Bajo el título de Una mirada desde la teoría, los críticos de arte que participarán mañana en la primera sesión del seminario aportarán su particular visión de lo que significó la pintura en nuestro país en la artísticamente agitada década de los ochenta. Los críticos de arte y comisariados de exposiciones Manel Clot, Fernando Huici, Ángel Luis Pérez Villén y Kevin Power analizarán desde la perspectiva de la actualidad las consecuencias que lo acontecido hace treinta años ha tenido en el arte de hoy.

La próxima sesión, titulada El papel de los mediadores, se celebrará el 4 de mayo y contarán con la participación de los galeristas y agentes culturales Juana de Aizpuru -recientemente nombrada Hija Predilecta de Andalucía-, Pepe Cobo, Norberto Dotor y Tecla Lumbreras. El seminario concluirá el próximo 11 de mayo con el coloquio El estado de la cuestión desde Andalucía en la que debatirán los artistas y creadores Chema Cobo, Curro González, Guillermo Paneque e Ignacio Tovar.

Estos últimos artistas que participarán en el seminario, fueron, entre otros como Federico Guzmán o Victoria Gil, algunos de los malagueños que protagonizaron aquella época de esplendor cultural de la que a día de hoy, tres décadas después, surge la pregunta: ¿de qué manera aquella situación ha cambiado el modo de entender la pintura? El "entusiasmo" y la "ilusión" fueron dos de las características que, a juicio del director del MPM José Lebrero y la artista Tecla Lumbrera, formaron parte del éxito del arte en la década de los ochenta. "Málaga tuvo muchas conexiones con Madrid.

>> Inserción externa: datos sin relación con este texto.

PR #1933, opened 2020-11-02
Add Greek UD Treebank

malamasn:
Integrate Greek language in flair using the Greek Universal Dependency Treebank


alanakbik:
@malamasn thanks for adding this!

alanakbik:
BTW there is also [this Greek NER dataset](https://github.com/nmpartzio/elNER) that looks interesting.

malamasn:
@alanakbik thank you! I'll have a look at it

Eran muchos los artistas malagueños los que exhibían sus trabajos en las galerías madrileñas, en un época en la que la cultura no estaba profesionalizada", señaló Lumbreras.

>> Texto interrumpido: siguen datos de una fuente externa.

PR #1942, opened 2020-11-05
Adding WNUT_2020_NER dataset support

aynetdia:
This implementation appropriately prepares and loads the aforementioned dataset. 

I could also add commit the testing function for the pipenv testing, if needed. 

Edit: typo

### DIFF
--- a/flair/datasets/sequence_labeling.py
+++ b/flair/datasets/sequence_labeling.py
@@ -1,6 +1,7 @@
 import logging
 import re
 import os
+import shutil
 from pathlib import Path
 from typing import Union, Dict, List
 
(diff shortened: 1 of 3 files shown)


flair/datasets/sequence_labeling.py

Pero de aquella época de esplendor en la que se construyeron museos, se crearon publicaciones y se iniciaron colecciones "poco se conoce hoy en día". Por ello, este seminario se convierte en "una reivindicación desde la palabra" de aquella época, señala Pizarro que asevera en ha creído "interesante informar y formar a la ciudadanía en estos acontecimientos y se conozca así la importancia del arte en esos años". Pero cabría preguntarse el por qué del fracaso de aquella década de efervescencia cultura. Tecla Lumbreras considera que "el arte se puso de moda y que como toda moda dura una temporada y en este caso se prolongó durante una década". Para Pizarro se ha perdido en parte aquel entusiasmo e ilusión que caracterizaban a "unos jóvenes" artistas. "Los tiempos han cambiado mucho en referencia a los creadores y la difusión", afirma. Galeristas, críticos de arte y artistas intentará dilucidar qué ocurrió en aquella década en la que se impulsó la visibilidad de lo español y de lo malagueño fuera de nuestras fronteras pero que hoy en día apenas hay memoria de aquella efervescencia cultural y de sus autores.